# LOL! Mom Bomb...



## dravensghost (Sep 21, 2007)

So my mom just get back from a trip to Spain. Before she left she had asked if i wanted any cigars, so of course i said yes but no cubans (i couldnt imagine her getting in trouble:sweat. So she ended up finding these. The Condal are mine and the Don julian are for petite sweetie. From what ive seen the condal are made in the canary islands with some cuban tobacco anyways :lol:. Im lookin forward to them :dribble:
if anyone knows anything more that would be great

plus i love the spanish warning


----------



## maduro4me-cl (Jun 11, 2008)

Way to go mom!


----------



## LkyLindy (Feb 1, 2008)

Thats a great Mom you have there


----------



## karmaz00 (Dec 5, 2007)

very nice


----------



## buttah (Jun 9, 2008)

Nice score! Good Mom. I've never seen either of those you should do a review!


----------



## DOZER (Sep 30, 2007)

Very nice!!


----------



## TAmichael (Jun 12, 2008)

Nice Job MoM!!!!!!!


----------



## Rah55 (Feb 13, 2008)

Mother at 12 o'clock high!!!

:huh_oh:


----------



## patefengreen (Sep 27, 2007)

Dude, you could have hit the Motherlode! (bad pun intended ) No one would have suspected her of trying to smuggle Cubans. Would they? Well, would they? Okay, maybe you did the right thing. Oh well.

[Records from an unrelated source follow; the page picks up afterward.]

PR #1009, opened 2017-10-07
move to dep

adnxn:
### Summary
Use [dep](https://github.com/golang/dep) instead of [godep](https://github.com/tools/godep).

$ dep version
dep:
 version     : v0.3.2
 build date  : 2017-10-19
 git hash    : 8ddfc8a
 go version  : go1.9
 go compiler : gc
 platform    : linux/amd64

### Implementation details

See `agent/Gopkg.toml` and `agent/Gopkg.lock`. 
### Testing

New tests cover the changes: 
no
### Licensing

yes


agent/Gopkg.toml
```diff
@@ -0,0 +1,50 @@
...
+#   source = "github.com/myfork/project2"
+#
+# [[override]]
+#  name = "github.com/x/y"
+#  version = "2.4.0"
+
+
+[[constraint]]
+  name = "github.com/aws/aws-sdk-go"
+  version = "1.8.19"
```
petderek: What do you think about locking everything to the commit that is referenced in the old Godeps.json file? It would potentially reduce the blast radius.

adnxn: what about locking dependencies to tags and upgrade to nearest tagged version where it makes sense. ill add a separate commit for each dependency i lock to a new version. cause as we were saying earlier, tagging to revisions doesn't really provide guarantees. we can definitely do some things to reduce blast radius though.

vsiddharth:
Quoting the original document from `dep`
```
dep is a prototype dependency management tool for Go. It requires Go 1.8 or newer to compile.
dep is the official experiment, but not yet the official tool. 
```

Even though `dep` is safe for production, I'm not totally sure of switching to it yet!

adnxn:
> It requires Go 1.8 or newer to compile.

> Even though dep is safe for production, I'm not totally sure of switching to it yet!

hrm that's true, we should consider this.

/cc @aaithal, @jahkeup 

what do you think?

agent/Gopkg.toml
jahkeup: Assuming that the Gopkg.lock contains the same commits as the previous Gopkg.json file had for our deps I think it's okay to migrate this way.

jahkeup:
The Makefile will also need to be updated to account for this change, which will require that we also bump the version of go used for the travis build. Though I'm happy to start using dep, we need to verify we are ready to update go. This looks great otherwise :+1:

samuelkarp:
I don't think we need to bump Go.  I think the dep tool needs Go 1.8 to be compiled itself, but our code should only rely on Go >= 1.5 (with GO15VENDOREXPERIMENT).

samuelkarp:
This now needs a rebase, since `Godeps.json` has been modified.

agent/prune.out
```diff
@@ -0,0 +1,6094 @@
+On branch move-to-dep
```
samuelkarp: Can you remove this file from this intermediate commit?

Looks like she found something interesting for you guy nevertheless. Let us know how they smoke!


----------



## smokinj (Jan 16, 2008)

*Your Mom Rocks!!*


----------



## svb (Jan 12, 2008)

interesting...


----------



## dravensghost (Sep 21, 2007)

patefengreen said:


> Dude, you could have hit the Motherlode! (bad pun intended ) No one would have suspected her of trying to smuggle Cubans. Would they? Well, would they? Okay, maybe you did the right thing. Oh well. Looks like she found something interesting for you guy nevertheless. Let us know how they smoke!


:lol:
yeah i did think about it
whos gonna harass a nice old lady:eeek:

we tried one of the don julian and it was good
it was a fresh candela type that came in a foil freshness wrapper that was mild-medium with lots of interesting floral and spice that came pre cut with a catseye which looked real nice
i will probably do a full review of both


----------



## howland1998 (Dec 17, 2007)

Thanks MOM!!!


----------



## CHRIS7891011 (Apr 1, 2007)

great success on the part of Mom. 

Those look tasty!


----------



## Paint (Mar 1, 2008)

Way to go mom,nice selection there!


----------



## Camacho Junior (May 29, 2008)

The box of Condal says in spanish Fumar puede Matar that means Smoking can Kill:arghhhh:. I guess they speak very bluntly in Spain. Nice score.


----------



## baboruger (Jun 18, 2007)

Nice mom there! Here is a description I found...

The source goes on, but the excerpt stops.